_EXTRACTED INFORMATION_
PR #201, opened 2025-05-15
Fix gzip compression

arahlin:
The GZip compression implementation used the base ZLib stream functions and did not account for the necessary GZip header and footer.  This PR reimplements the GZipDecoder and GZipEncoder using the correct gzread/gzwrite and associated functions.

This code has been verified to be able to read gzip-compressed files written by the original Boost.iostreams implementation.

### DIFF
--- a/core/src/compression.cxx
+++ b/core/src/compression.cxx
@@ -1,59 +1,5 @@
 #include "streams.h"
 
-#ifdef ZLIB_FOUND
-GZipDecoder::GZipDecoder(const std::string& path, size_t size) : Decoder(path, size)
-{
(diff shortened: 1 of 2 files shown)


arahlin:
I believe when I first wrote this I tested writing gzip files with the new code and reading with the old code, which seemed to work.  I overlooked testing the inverse, and apparently that was broken.  I'm not entirely sure how, as the windowBits setting is supposed to account for the gzip header correctly, but refactoring seems to have resolved the problem.

arahlin:
Superceded by d448ed3

PR #694, opened 2021-06-21
Update can't log in

storyaddict:
adding section about decryption issues, and how to fix using the Recovery partition.


content/login-loop-pop.md
```diff
@@ -132,6 +154,44 @@ sudo update-initramfs -c -k all
...
+sudo dpkg --configure -a
+sudo apt install -f
+sudo apt full-upgrade
+sudo apt autoremove --purge
+```
+
+Then:
+
+```bash
+sudo apt install --reinstall plymouth gdm3 gnome-shell pop-desktop
```
ahoneybun, line 181: I would also reinstall the kernel and rebuild the initramfs

apt install --reinstall grub-efi-amd64 linux-generic linux-headers-generic
update-initramfs -c -k all

ahoneybun (changes requested):
Needs a bit more but almost there.

content/login-loop-pop.md
storyaddict: Added.

PR #695, opened 2021-06-21
fix headers not being in markdown format

btkostner:
Doing `<br>` before every header was breaking the headers (even in GitHub markdown view.)

As a side note, please don't do formatting like this in markdown. If you want to have a horizontal line above every header, just ask web. We can format it that way and it will work consistently for every article (not just the ones you edit.) Plus it keeps the markdown nice and clean and easy to read.


ahoneybun (approved):
Looks good to me.

Issue #698, opened 2021-06-23
In-line code blocks are not rendering


gangwerz:
The single back-tick sections in the support articles are not being rendered properly. They now show in bold, with the back-ticks showing as part of the text

> > I am not seeing anything wrong with the article. However, the new Markdown to HTML compiler/transpiler has not been rendering in-line code (single back ticks), so any of those sections may need to be rewritten.
> 
> Should I just make it bold or do we have an option for an equivalent feature?

I think we should share with the team, cause it may require updating most articles, or another update to the markdown processor
Example on the live site: https://support.system76.com/articles/terminal-basics/

_Originally posted by @gangwerz in https://github.com/system76/docs/issues/678#issuecomment-867154597_

gangwerz:
@storyaddict @ahoneybun Tagging you both to bring eyes to this

btkostner:
This has been fixed in our styles. Thanks for the report @gangwerz!

PR #699, opened 2021-06-24
Setup basic code highlighting styles

btkostner:
@storyaddict ask and you shall receive (sometimes.)

- This updates inline code styles to match the code block styles.
- Updates code block highlighting to `solarized-dark` but with Pop!_OS colors. I only did some, but you can edit more of the colors in `/modules/content-highlighter.js`. Values are in `/assets/styles/code-highlighting.css` all stolen from Pop!_OS terminal colors. Shouldn't need to change that file.
- Tweaks the keyboard `kbd` styles a bit to make them more different from code blocks

I used http://localhost:3000/articles/use-tensorflow to check styles as it has the most different types of code languages. This probably won't be the last style change for code blocks, but it makes them better than before.

Also, any code block without a language hard set defaults to `text` which will not do any highlighting.


btkostner:
Fixes #698

storyaddict (approved):
Thank you very much @btkostner ! :D

PR #700, opened 2021-06-24
setup nuxt-picture for guide articles

btkostner:
This replaces images in markdown articles with `nuxt-picture` which during the build process will resize all pictures, optimize, and create a webp version.

TODO:
- [x] some image paths are missing


btkostner:
@system76/support This fixes all the broken images seen here https://github.com/system76/docs/runs/2901550731?check_suite_focus=true (builds step)

btkostner:
The two images deleted in the PR are variations of the ones we are actually using in the article, but are not linked from anywhere.

storyaddict (approved):
picture changes look good, nuxt file update accompanies it.

PR #703, opened 2021-06-24
added iCloud section.

storyaddict:
icloud content was not added correctly before the last merge. Adding that now.


ahoneybun (approved):
LGTM now! :tada:

PR #704, opened 2021-06-24
Fail builds if there is an error during build

btkostner:
Nuxt by default will just log errors. We seem to be missing them, so this will just fail CI or Deploy if there is an error logged.


storyaddict (approved):
These changes make sense.

PR #716, opened 2021-06-28
Remove initial power on disassembly instructions

Socialhappiness:
Article recommended disassembling machine as first step in troubleshooting. We don't want to encourage that when we can diagnose hardware failures with the steps outlined in this article on a per component basis.


storyaddict (changes requested):
Counteroffer - let's move the "won't power on" section to the bottom, put a note at the top and/or rely on the table of contents to say something like: "if your system won't power on, go here..."

We also have these:

https://support.system76.com/articles/power-on-failure-desktop 

https://support.system76.com/articles/power-on-failure-laptop

Socialhappiness:
We can add this at the bottom:
If the system fails to power on, please use the following articles to troubleshoot;
https://support.system76.com/articles/power-on-failure-desktop
https://support.system76.com/articles/power-on-failure-laptop

Socialhappiness (commented):
Adding if the system boots is unncessary. This article assumes the system will power on and there's a message to link to those articles later if that's not the case.
I don't like the component removal section. Too many new customers out of box go straight for the attackwith that troubleshooting and this has lots of room for failure. Especially wihout linking to instructions on the product parts repairs.

storyaddict (approved):
Made changes discussed with Emma.

PR #718, opened 2021-06-28
Revise main page

ahoneybun:
This PR address some feedback from Emma:

1. The bold formatting needs to remain consistent and within brand style guidelines
2. The clear cache and cookies article needs moved to troubleshoot section. It doesn't make sense to be right there.
3. The Learn section needs reworked- should it really be at the top of the page? Are people coming here to troubleshoot or to learn? It seems like there's excessive scrolling to get to the basics of troubleshooting and makes it harder to get to for customers if they miss that button up top
4. Each section shouldn't start with Learn about your operating system, learn about your computer. It can have a main heading as Learn, but not all the subheadings. Simplify it all into one section or suggest something different than 'Learn about' at the beginning of everything


btkostner:
I wouldn't worry about the bold formatting and brand guidelines as much. We're planning to completely change the typography on this site soon. It will be the first site to use the new typography that Maria is working on, hopefully done by next week. Other than that, the code looks good.

ahoneybun:
Then I guess the reorder of sections is the biggest change then @btkostner .

btkostner:
Yep Yep, and it looks like you know how to do all that, so :confetti_ball:

btkostner:
Also worth mentioning, at some point I'm probably going to do a little redesign of the header area to make the search bar more prominent, and the actions (like support tickets) a bit bolder.

btkostner (approved):
Code looks good to me

Socialhappiness (approved):

PR #719, opened 2021-06-28
Fix markdown linting

btkostner:
This is a huge PR to make the `Lint (Markdown)` check green. It mostly consists of:

- Removing the `h1` header at the top of the file
- Changing headers up or down a level so they all go in order
- Updating some indentation for lists to display right
- Fixing new line whitespace (auto done with `--fix`)
- Adding alt text to images
- Adding some missing / broken icons in the docs
- Changing some HTML (like `<strong>`) to the markdown version

Code changes consist of
- Adding back the article title to `/article/` pages after removing them from the markdown
- Changing a markdown lint rule to allow same headings in different nestings
- Removing a no longer needed Vue plugin (after renaming `<packagename>` to `[packagename]`)
- Adding icons to font awesome needed in some articles

Very little content should have actually changed, but all of the articles should look better now, especially if they have a table of contents showing.


ahoneybun (approved):
LGTM and I really enjoy the new changes at the top of the articles. The back button text saying Support Articles makes much more sense!

ahoneybun:
@btkostner I think the changes I just made are fine, is that correct?

btkostner:
Yep, changes look good!

PR #720, opened 2021-06-28
correcting link formatting at the end of hardware diagnosis article

storyaddict:


thomas-zimmerman (approved):
Should fix the images

PR #721, opened 2021-06-29
Updated to match new workflow in Pop!_OS 21.04

nathandyer:
Added the new username and password setup screens, as well as the change to the encryption password workflow, due to the changes in the 21.04 installer.

Also includes all-new screenshots.


ahoneybun (approved):
LGTM though let's merge at 4pm MT?

PR #723, opened 2021-06-30
update content and add GUI screenshot

ahoneybun:
This PR adds a screenshot of the OS Upgrade & Recovery section in Settings and reminds users to update the Recovery partition first before upgrading the OS. It also updates the description of the article to remove System76 since Pop can be installed on any x86_64 PC.


Socialhappiness (approved):
thanks for updating, looks good!

Issue #239, opened 2021-05-15
1153. String Transforms Into Another String


altayhunoglu:
Varsayılan kod:

```
class Solution {
    public boolean canConvert(String str1, String str2) {
        
    }
}
```

![image](https://user-images.githubusercontent.com/60903744/118380927-839ed300-b5ee-11eb-9f38-495748aead2f.png)
![image](https://user-images.githubusercontent.com/60903744/118380929-8994b400-b5ee-11eb-9571-03fb241258a1.png)

PR #388, opened 2021-07-25
1153. String Transforms Into Another String

ErdemT09:
https://leetcode.com/problems/string-transforms-into-another-string/

Resolves: #239 

## Algorithm:
A string is not convertible to another string under these 2 conditions:
1. A character transforms into more than one character:
`"aaa" -> "hgf"` is not possible.
2. The second string contains all possible letters:
When both strings contain same letters as in: `"abc" -> "bca"`, we can convert individual letters without making them same by temporarily converting them to another letters like this:
`"abc" -> "dbc" -> "dba" -> "dca" -> "bca"`
As long as we have a letter not present in the destination string, we can do such temporary conversions.

We only have to check for these.


altayhunoglu (approved):
Nice code and it is good to see that our names can be converted:

Thank you Erdem.

image

Issue #242, opened 2021-05-15
631. Design Excel Sum Formula


altayhunoglu:
https://leetcode.com/problems/design-excel-sum-formula/

Varsayılan kod:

_PROBLEM TO SOLVE_
From the entries above, copy every line that holds the word "last".

_EXERCISE ANSWER_
I used http://localhost:3000/articles/use-tensorflow to check styles as it has the most different types of code languages. This probably won't be the last style change for code blocks, but it makes them better than before.
icloud content was not added correctly before the last merge. Adding that now.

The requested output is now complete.